I attended a small liberal arts school in Cleveland, Ohio with the motto, Men and women for others. These words, flapping on light post banners, were what brought me to John Carroll, and they have continued to be at the forefront of many decisions I’ve made since. Now, speaking of school in those terms might make it sound like I spent all of my time feeding the hungry and studying, but there were plenty of moments for building friendships and enjoying college life. One evening the gym, where I spent a lot of time playing flute in the pep band at basketball games, had its lights dimmed and a stage and piano installed. I’d never heard of Ben Folds, but my friend was happy to dig out her CDs and make the introduction. From that day on, each time I’ve heard a Ben Folds song a smile has come to my face, and I remember standing right down in front at the JCU concert, in awe of his remarkable musicality—including when I heard “The Luckiest” as that same friend danced for the first time with her new husband this past summer.
Last night I was in row H of the mezzanine of the Washington Pavilion, joined by 1,800 other fans, to hear Ben collaborate with the South Dakota Symphony Orchestra. A decade since that night in a gym, we’d both come a long way.
He’s still an amazing piano player, but what am I?
I could take the concert apart, from the initially muddy vocals to the excellent lighting sequences, but this experience wasn’t meant for that type of reflection. Suffice to say it wasn’t exactly what I’d expected. I left thinking that I’d paid a lot to not feel “wowed,” but to still feel somewhat inadequate. Let me explain.
At one point after intermission, Ben stood up and gave a speech. He even called it that. The excessive, subconscious use of vocal fillers aside, his point was clear—I’m a pop music guy, but I’ve teamed up with orchestras for the past ten years to bring people back to the orchestra because their presence is the hallmark of civilization.

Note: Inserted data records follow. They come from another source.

PR #526, opened 2022-02-16
More Github Action

anwu1219:
Add a production build to CI. Sometimes variables that are used in Debug mode might not be used in Production mode, which result in compilation error in Production build.


AleksandarZeljic (approved):
LGTM.

PR #532, opened 2022-02-20
Do not copy tableau state during push and pop

anwu1219:
- Add assertions in SmtCore that all case splits applying during push and pop contain only bound updates.
- Due to this assertion, copying of the tableau state is no longer necessary. In particular, when backtracking, we just need to restore the variable bounds from the previous level and the other tableau state do not need to change. 
- Copying of the entire tableau state is used only for precision restoration. 
- Remove the VariableWatcher::notifyVariableValue() function, but instead get the variable assignment directly from the Tableau.


src/engine/Tableau.cpp
```diff
@@ -1729,27 +1738,41 @@ void Tableau::storeState( TableauState &state ) const
...
 
-        _boundsValid = true;
+        if ( _lpSolverType == LPSolverType::NATIVE )
+        {
+            // The bounds might be invalid in the state from which we backtrack,
+            // This means we might need to fix the non-basic variable assignments
+            for ( unsigned i = 0; i < _n - _m; ++i )
+            {
+                unsigned variable = _nonBasicIndexToVariable[i];
+                updateVariableToComplyWithLowerBoundUpdate( variable,
```
anwu1219, line 1767: @guykatzz If I don't do this update, the Tableau invariant can be broken (some non-basic variable will go out of bound). Are there better solution than this? 
The alternative would be to not call updateVariableToComplyWithLowerBoundUpdate() when _boundsValid is false in the "tightenLower/UpperBounds methods". But doing that seems to result in invariant being broken elsewhere.
I also tried throw InfeasibleQueryException() in those tightenbounds method once the bounds become invalid. But that is also problematic, because now this exception could be thrown in "popSplit()" method..

src/engine/DnCWorker.cpp
```diff
@@ -49,7 +50,8 @@ DnCWorker::DnCWorker( WorkerQueue *workload, std::shared_ptr<IEngine> engine,
 
     // Obtain the current state of the engine
     _initialState = std::make_shared<EngineState>();
-    _engine->storeState( *_initialState, true );
+    _engine->storeState( *_initialState,
+                         TableauStateStorageLevel::STORE_ALL_TABLEAU_STATE );
```
guykatzz, line 54: all -> entire?

src/engine/Engine.cpp
```diff
@@ -1364,6 +1363,12 @@ bool Engine::processInputQuery( InputQuery &inputQuery, bool preprocess )
             }
         }
 
+        for ( const auto &constraint : _plConstraints )
+        {
+            constraint->registerTableau( _tableau );
+        }
+
```
guykatzz, line 1370: remove empty line

src/engine/PiecewiseLinearConstraint.h
```diff
@@ -582,16 +588,19 @@ class PiecewiseLinearConstraint : public ITableau::VariableWatcher
     /**********************************************************************/
     inline bool existsAssignment( unsigned variable ) const
     {
-        return ( _gurobi == nullptr ) ?
-            _assignment.exists( variable )
-            : _gurobi->existsAssignment( Stringf( "x%u", variable ) );
+        if ( _gurobi == nullptr && _tableau != nullptr )
```
guykatzz, line 591: This is intended to give preference to Gurobi, right? So lets reorder:

if ( gurobi exists )
   return gurobi value;

if ( tableu exists )
   return tableu value

fail

src/engine/Tableau.cpp
guykatzz: I guess an alternative would be to store the variables' assignment as part of the stored state? And then have another invariant that says that a stored state is valid, as far as the NB assignments are concerned?

But why do you want to change this? I don't think it's that expensive, performance wise

guykatzz (approved):
See few comments inside

src/engine/Tableau.cpp
anwu1219: Ah ok. I think I'll keep the current solution.

src/engine/DnCWorker.cpp
anwu1219: done

src/engine/Engine.cpp
anwu1219: done

src/engine/PiecewiseLinearConstraint.h
anwu1219: Done. Yeah this reads much better..

PR #188, opened 2017-12-11
Implement `dup` method for Client

TwP:
The goal of this PR is to implement an `Elastomer::Client#dup` method that returns a client with the same configuration but with a unique connection to the Elasticsearch cluster. This is useful for multi-threaded environments where the socket connection to the cluster should not be shared across thread boundaries.


elireisman:
Thanks for this!

PR #189, opened 2017-12-12
Don't use test helper methods in production code

look:
Oops, I used a method defined in test_helper.rb in this class. So of course all
the tests passed, but when I tried to use it in real code... 💣💥


elireisman:
LGTM 🚢 !!!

He gestured behind him as he recognized the countless hours of work each member of the orchestra has put in over decades to “show up” and collaborate with folks seeking the same goal. They can count on each other, and because of that they can enrich the lives of others by bringing music to life in an unparalleled shared setting. He didn’t mention talent, and I was reminded (by a friend after the show) of Malcolm Gladwell’s account of 10,000 hours as the amount of time needed to master something. If, starting on the day I first heard Ben Folds live, I put in three hours of work daily, I could possibly be a master at something right now. It doesn’t seem that hard, so why didn’t I do it?
There are things I’ve done, and places I’ve gone. I visited 11 countries, held 10 jobs (many of them simultaneously), lived in three states, earned two degrees, dated a few guys, picked one, got engaged… lots of great stuff! Still, last night I felt like I need to be more focused. If I spent three hours a day practicing something for the next ten years, what would it be? By that account, since I spend six hours with students each day, I should be a master teacher in just a few more years! I’m sure I’ll grow, but there’s too much going on within those school days, however, for me to feel like I’m diligently practicing any one thing.
On the drive home it was a chore for me to motivate myself to grade my students’ journal entries, but I never bored of talking to Kevin. When we got home I didn’t sit down at the piano bench and start running scales, nor did I pull out a cookbook. I didn’t pick up my weights, or even go for a walk. I thought about doing some writing, but what I really wanted was to just play some games and enjoy the company of my friends.
I am going to do some reflection over the next few months to try and uncover something that I really want to master, but I already know that I want to continue building up the relationships in my life, as I have been. While at John Carroll, I made the important shift from studying biology with an end goal of medical school to studying communication and theatre arts with an end goal of changing the world. Medicine has already changed the world, and innovations will continue to enhance our way of life, but communication is an art and skill that many pass up taking the time to refine. Whether it be understanding ourselves, conversing with a neighbor or trying to understand the story of a stranger, communication has an ability to be seized by almost everyone in our world to bring us closer to a universal understanding as to why we are here.
The other part of Ben’s speech was that if we let orchestras fade from our shared experience and cultural identity, we are allowing for a loss in our civilization. He pleaded that after he left we return to hear and support our orchestra.
I think we might go back in a few weeks for the Classical Series Boléro concert. I heard that piece for the first time on a different stage in Cleveland, and I’d love to tell the story. It’s three hours to Sioux Falls, and thankfully only a $10 ticket this time. Are you in?